The same approach is sometimes used directly on the constructor, and is also invalid.
Epoch Shifting is sometimes used internally in date libraries as a shortcut to avoid writing calendar arithmetic. When doing so, any access to non-UTC properties must be avoided. For example, once shifted, a call to getUTCHours would be acceptable, but a call to getHours would be invalid because it uses the local time zone.
It is called "epoch shifting", because when used correctly, the Unix Epoch (1970-01-01T00:00:00.000Z) is now no longer correlated to a timestamp of 0 but has shifted to a different timestamp by the amount of the offset.
If you're not authoring a date library, you should not be epoch shifting.
For more details about epoch shifting, watch this video clip from Greg Miller at CppCon 2015. The video is about time_t in C++, but the explanation and problems are identical. (For JavaScript folks, every time you hear Greg mention time_t, just think "Date object".)
Trying to make a "UTC Date"
var d = new Date();
var utcDate = new Date(Date.UTC(d.getUTCFullYear(), d.getUTCMonth(), d.getUTCDate(), d.getUTCHours(), d.getUTCMinutes(), d.getUTCSeconds(), d.getUTCMilliseconds()));
In this example, both d and utcDate are identical.

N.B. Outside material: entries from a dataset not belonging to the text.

PR #885, opened 2015-01-10
removes todos from redis

gmmeyer:
As we discussed in #879, I have removed the TODOS from the master branch.


JedWatson:
Cheers @gmmeyer

PR #886, opened 2015-01-10
Add pagination query docs to Database section

wuhaixing:
Add pagination query docs to Database section,and fix a path error in
docs/docs.js


JedWatson:
Great @wuhaixing, thanks!

PR #894, opened 2015-01-12
Warn if req.body is missing

morenoh149:
added warning if a post request is detected but no body is found. This happens if the multer middleware is not specified

### DIFF
--- a/routes/views/item.js
+++ b/routes/views/item.js
@@ -161,6 +161,9 @@ exports = module.exports = function(req, res) {
 			});
 			
 		};
+		if (req.method === 'POST' && req.body === undefined) {
+			console.warn('\nKeystoneJS Runtime Warning:\n\napp must have multipart form middleware installed. Try adding "multer" to your express instance.\n');
+		}
 		
 		if (req.method === 'POST' && req.body.action === 'updateItem' && !req.list.get('noedit')) {
 			


JedWatson:
Looks good but is there somewhere more high-level we can put this? We'll actually be phasing POST request out of the routes as we get more of the React UI communicating via API.

Maybe there is a technique we can use to generally validate middleware config..? (not sure how, just putting the idea out there)

morenoh149:
@JedWatson definitely. I was speaking with @BerkeleyTrue about doing this a better way. `mount.js` has checks for all of this. We need checks for when a user chooses not to call `Keystone.mount()`. Doing so would allow us to remove the 2 other warnings I proposed https://github.com/keystonejs/keystone/commit/72d8dbdb36bb5057120589656d725552d0c45c1b and here https://github.com/keystonejs/keystone/commit/935fa4bbcecfe6f66d525a1a071beca84d062a59

BerkeleyTrue:
Currently diving through Expressjs code to see if there is a way to identify middleware.  Good new, in express4 there is a way to view the what is in the middleware stack. Bad news, looks like a lot of them are registered without the name property and mutler and flash are among them.
node_inspector

morenoh149:
I don't like checking for a name actually. What if there were two middlewares that did the same thing? Keystone could have a flag for each middleware category and complain if not enough are detected. `mount()` handles a lot of this. Why exactly couldn't we figure out how to use an existing express app while calling mount? Perhaps the easier fix is to make mount accept an express instance?

BerkeleyTrue:
@morenoh149 Because mount adds a lot of behavior we don't need and it adds express middleware that our app was already using, this would have caused a duplicate middleware stack.

BerkeleyTrue:
This PR should be closed.

JedWatson:
Thanks for the bump @BerkeleyTrue

Issue #869, opened 2015-01-06
Relationship fields not validating unique when first created


snowkeeper:
As referenced from google groups the Relationship field is not validating unique on create.  Take this model for example:
```
var keystone = require('keystone'),
  Types = keystone.Field.Types;

var Country = new keystone.List('Country');

Country.add({
  name: { type: String, required: true, initial:true, index: true },
  primeMinister: { type: Types.Relationship, ref: 'User', required: true, unique:true, index: true, initial: true },
});
Country.defaultColumns = 'name, primeMinister';


Country.register();
```
Multiple **primeMinister** fields are allowed with the same `ObjectId`.

By adding a definition directly to the schema the desired results are seen and an error is received when trying to create the second item.
```
var keystone = require('keystone'),
  Types = keystone.Field.Types;

var Country = new keystone.List('Country');

Country.add({
  name: { type: String, required: true, initial:true, index: true },
  primeMinister: { type: Types.Relationship, ref: 'User', required: true, unique:true, index: true, initial: true },
});

Country.schema.pre('save',function(next) {
	this.primeMinister2 = '54997a0dc474c1ef1b126414';
	next();
});

Country.schema.add({primeMinister2: { type: keystone.mongoose.Schema.Types.ObjectId, unique:true, index: true, initial: true }});

Country.defaultColumns = 'name, primeMinister';


Country.register();
``` 

This could be associated with Issue #743

JedWatson:
Close by #901

PR #901, opened 2015-01-14
Passing relevant options from Types.Relationship to schema.path so mongo...

dgitsio:
It looks like the trouble I was having with ```Types.Relationship``` fields' required-ness and uniqueness in my Lists relates to the overridden ```addToSchema``` not passing along options specified during List creation.  By checking for those and passing them along in the call to ```schema.path```, the relevant field options seem to be recognized.  Thanks @snowkeeper for the help and filing #869 on behalf of this Issue.

### DIFF
--- a/lib/fieldTypes/relationship.js
+++ b/lib/fieldTypes/relationship.js
@@ -65,7 +65,10 @@ relationship.prototype.addToSchema = function() {
 
 	var def = {
 		type: this._nativeType,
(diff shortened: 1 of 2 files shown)


JedWatson:
Great work @dgitsio and @snowkeeper - amazing how obvious this was once I can see it in PR form, but a mystery until you went digging. Thanks.

PR #902, opened 2015-01-14
Renamed attribute

metasansana:
http://facebook.github.io/react/docs/tags-and-attributes.html#html-attributes


JedWatson:
Thanks @metasansana

PR #907, opened 2015-01-15
Mongo session store in production env fix

gooday:
When NODE_ENV=production and session store is set to mongo, there's a bug - neverending waiting for SessionStore due to never resolved sessionStorePromise

### DIFF
--- a/lib/core/mount.js
+++ b/lib/core/mount.js
@@ -190,7 +190,8 @@ function mount(mountPath, parentApp, events) {
 			
 			if (waitForSessionStore) {
 				sessionStorePromise = new P(function(resolve) {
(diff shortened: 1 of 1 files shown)


metasansana:
@gooday The api for `connect-mongo` changed. I ran into this a few days ago had to downgrade for now.

I made a note of it here:
https://github.com/keystonejs/keystone/wiki/Troubleshooting

JedWatson:
This issue has a bit of history. We have to wait for the connection or errors can occur in production; however, unfortunately the `connect-mongo` project recently deprecated the callback.

I've updated both `0.2.x` and `master` to correctly listen for the `on('connected')` event for both the mongo and reds session stores, and released a new version of Keystone with the fixes in it (0.2.41).

Hopefully now all will be well with the world :)

PR #971, opened 2015-01-30
set admin page title to project name

snowkeeper:
A small change until we move to a complete SPA.  Sets the Admin UI page title to the project name if available.


JedWatson:
Good call.

PR #974, opened 2015-01-31
Headings docs

snowkeeper:
I went back and forth on the placement and chose above Fields.  If you think it should be within or under Fields I can move it.  Here is the text if anyone has suggestions for improvement.

keystonejs setting up and using data models - google chrome_010


snowkeeper:
I think I used the wrong branch again.  Are you still wanting docs in 0.2.x @JedWatson ?

JedWatson:
@snowkeeper no, I realised there was nothing stopping me from building the docs from master so don't worry about the 0.2.x branch anymore.

I think your placement is good.

PR #976, opened 2015-01-31
Update ui-cloudinaryimage.js

michaelcho:
The missing "+" to join the strings on this line was giving me errors in Chrome in production and prevented the rest of the script from running (and therefore could not upload to Cloudinary). Adding the "+" fixes it....


morenoh149:
:+1:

The work to construct utcDate was redundant, because d is already in terms of UTC. Examining the output of toISOString, getTime, or valueOf functions will show identical values for both variables.
A similar approach seen is:
var d = new Date();
var utcDate = new Date(d.getUTCFullYear(), d.getUTCMonth(), d.getUTCDate(), d.getUTCHours(), d.getUTCMinutes(), d.getUTCSeconds(), d.getUTCMilliseconds());
This is approach passes UTC values into the Date constructor where local time values are expected. The resulting Date object now represents a completely different point in time. It is essentially the same result as epoch shifting described earlier, and thus should be avoided.

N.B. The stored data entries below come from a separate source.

PR #986, opened 2015-02-03
allow dependsOn to check for numeric value

snowkeeper:
`{ dependsOn: { sortBy: 2 } }` fails since the value is always a string.

This checks if `this.props.numeric` is set and saves the prop as a Number on `this.props.onChange`

### DIFF
--- a/fields/types/select/SelectField.js
+++ b/fields/types/select/SelectField.js
@@ -14,7 +14,7 @@ module.exports = Field.create({
 	valueChanged: function(newValue) {
 		this.props.onChange({
 			path: this.props.path,
-			value: newValue
+			value: (this.props.numeric) ? Number(newValue) : newValue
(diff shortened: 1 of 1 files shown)


JedWatson:
Good call

JedWatson:
Actually should we check the incoming value is a number before wrapping it in `Number()`?

Otherwise we're passing up NaN when the value should be `undefined` (for no option selected)

snowkeeper:
Yeah, your right.  Is Number to restrictive for this?

JedWatson:
I've just updated the logic here, as `Number('') === 0` which is not the correct behaviour (clearing the value, which submits an empty string, is not the same as selecting an option with the value `0`)

snowkeeper:
Thanks.  I was slow today.

PR #998, opened 2015-02-06
README update

snowkeeper:
Update 0.2.38 to 0.2.42

Change path for `keystone.prototype.start` to correct path.

Put field types in alphabetical order.


JedWatson:
Thanks @snowkeeper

The correct way to get a UTC-based Date object is simply new Date(). If you need a string representation that is in UTC, then use new Date().toISOString().
As Matt Johnson said
If you can limit your usage to modern web browsers, you can now do the
following without any special libraries:
new Date().toLocaleString("en-US", {timeZone: "America/New_York"})

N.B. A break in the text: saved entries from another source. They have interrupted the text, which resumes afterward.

PR #1005, opened 2015-02-06
Add back support for filters to the relationships field - attempts to fix #940

### LINKED ISSUE #940: v0.3.0: Select field not behaving properly
@jedwatson I think this is a blocker for 0.3.0  The select seems to have various issues!  For example, as soon as I create an item and submit the initial form then on the follow-up form the select options do not show.  If I type a character then it will show.  If I tried to scroll down the options it wont let me.

sebmck:
@JedWatson Not confident that it'll work as intended. Will need to be reviewed.

### DIFF
--- a/fields/types/relationship/RelationshipField.js
+++ b/fields/types/relationship/RelationshipField.js
@@ -65,9 +65,45 @@ module.exports = Field.create({
 		});
 	},
 	
+	buildFilters: function() {
+		var filters = {};
+
+		_.each(this.props.filter, function(value, key) {
+			if(_.isString(value) && value[0] == ':') {
+				fieldName = value.slice(1);
+
+				var val = self.props.values[fieldName];
+				if (val) {
+					filters[key] = val;
+					return;
+				}
+
+				// check if filtering by id and item was already saved
+				if (fieldName === ':_id' && Keystone.item) {
+					filters[key] = Keystone.item.id;
+					return;
+				}
+			} else {
+				filters[key] = value;
+			}
+		});
+
+		var parts = [];
+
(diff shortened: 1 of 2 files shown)


JedWatson:
Looks good @sebmck, thanks!

webteckie:
@sebmck @JedWatson:  Fix didn't solve the issue :-)  Really think we got to emphasize testing core pieces like this.

JedWatson:
Actually fixed now

webteckie:
@JedWatson I just refreshed from master and the issue still persists :-)

JedWatson:
Damn, what? I've tested it locally on mine and it works fine :/

You got the updated app.js right?

webteckie:
Is this the correct one:

$ md5sum node_modules/keystone/public/build/js/app.js
c1988835d9a2e7a08973eede9923fcfe *node_modules/keystone/public/build/js/app.js

$ ls -lrt node_modules/keystone/public/build/js/app.js
-rw-r--r--    1 Carlos   Administ   381155 Feb  8 17:56 node_modules/keystone/public/build/js/app.js

JedWatson:
```
MD5 (node_modules/keystone/public/build/js/app.js) = 6d603afa4b32b6d29e6c1f2c71e97c98
```

Maybe try pulling latest from master then running `gulp build-scripts` locally.

webteckie:
@JedWatson I got latest and rebuilt locally and now it works!  Hmmm...now I don't trust the process I was using to refresh keystone, which seems to have been working ok.  The only issue I still see is a select issue where no entries show up by default.  I need to type something in the input field to get entries to show.

Issue #1007, opened 2015-02-06
sortOrder not being initialized on item creation


JohnnyEstilles:
After [this commit](https://github.com/keystonejs/keystone/commit/8137c756656aaafadcba083a645858b66e00f183) (alt. implementation of #634, sortOrder type detection fix), `sortOrder` is no longer being initialized when an item is created.

The original code (below) tested the type of the `sortOrder` value, which is `undefined` before `sortOrder` is set, and `number` after it is.

```js
if (typeof this.sortOrder === 'number') {
    return next();
}
```

The current code tests the type of the schema field type, which is always `mongoose.Schema.Types.Number` regardless of whether `sortOrder` is initialized or not. This is causing `sortOrder` not to be initialed upon creation.

```js
var sortOrderType = this.schema.path('sortOrder');
if (typeof sortOrderType !== 'undefined' && sortOrderType instanceof keystone.mongoose.Schema.Types.Number) {
    return next();
}
```

I propose we rollback this commit.

JohnnyEstilles:
@JedWatson do you intend to merge this into both `master` and `0.2.x`?

JedWatson:
It's a breaking change so just 0.3.0

PR #1008, opened 2015-02-06
Fixing sortOrder init on item create

JohnnyEstilles:
fix for #1007

### DIFF
--- a/lib/schemaPlugins.js
+++ b/lib/schemaPlugins.js
@@ -16,9 +16,8 @@ exports.sortable = function() {
 	});
 
 	this.schema.pre('save', function(next) {
-		
-		var sortOrderType = this.schema.path('sortOrder');
-		if (typeof sortOrderType !== 'undefined' && sortOrderType instanceof keystone.mongoose.Schema.Types.Number) {
+
+		if (typeof this.sortOrder === 'number') {
 			return next();
 		}
 


JedWatson:
I'm happy to go with this, @JohnnyEstilles. #634 will be a problem again, however I'm happy (for now) to live with that limitation. Maybe we can come up with a better way of fixing the original issue...

JohnnyEstilles:
@JedWatson ... The problem is that #634 "apparently" solved the issue because it didn't save the `sortOrder` at all during the `pre save hook`. Can you explain the use-case that caused the issue with #634, so that I can try to come up with a more permanent solution?

JedWatson:
Yes - #634 was bunk :(

The use-case is that if you do a selective load of the document from the database (e.g. `model.find().select('_id').exec(...)`) then `sortOrder` won't be a number, and it'll be defaulted, overwriting the actual value.

So this is an issue whenever you partially load a document that *has* a sortOrder, don't load `sortOrder` itself, update the document and write it back to the database.

Maybe we can use the `isNew` special mongoose functionality to fix this more reliably - or maybe we can detect whether a document has only been selectively retrieved and just doesn't have the `sortOrder` path populated.

JohnnyEstilles:
`isNew` seems like it would do the trick ... I'll do some testing ...

Issue #1010, opened 2015-02-06
Delete button still shows even if nodelete is set to true


adamscybot:
If nodelete is set on a list, the delete button is still available in the bottom right when you go on a single item. When clicked, thankfully, it doesnt delete the object but just redirects to the list.

However, I dont think the button should be showing at all.

PR #1020, opened 2015-02-09
delete button state

snowkeeper:
Provides fix for #1010 .

Uses existing JQuery to add confirm dialog until a better React solution.


JedWatson:
I was hoping to avoid this but it's probably a good workaround :)

snowkeeper:
@JedWatson are you speaking towards the jquery confirms?  I wasn't very keen on adding it back in, but felt it needed some kind of accidental click insurance until a real solution is done.  If you know how you want to handle that and can jott it down I might be able to do it for you.

PR #1026, opened 2015-02-10
fixed typical example of a connection string

nicdutil:
In the docs, the typical example of a connection string for the mongo option will crash the app 
if used as written when deploying to a platform such as heroku.

the localhost connection string should always be the last value assigned to the mongo option (as done
in the mount function when the mongo option is not set).


JedWatson:
Correct, thanks @nicdutil!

This isn't a comprehensive solution, but it works for many scenarios
that require only output conversion (from UTC or local time to a
specific time zone, but not the other direction).
So although the browser can not read IANA timezones when creating a date, or has any methods to change the timezones on an existing Date object, there seems to be a hack around it:
function changeTimezone(date, ianatz) {
// suppose the date is 12:00 UTC
var invdate = new Date(date.toLocaleString('en-US', {
timeZone: ianatz
}));
// then invdate will be 07:00 in Toronto
// and the diff is 5 hours
var diff = date.getTime() - invdate.getTime();
// so 12:00 in Toronto is 17:00 UTC
return new Date(date.getTime() - diff); // needs to substract
}
// E.g.
var here = new Date();
var there = changeTimezone(here, "America/Toronto");
console.log(`Here: ${here.toString()}\nToronto: ${there.toString()}`);
This should solve your problem, please feel free to offer fixes. This method will account also for daylight saving time for the given date.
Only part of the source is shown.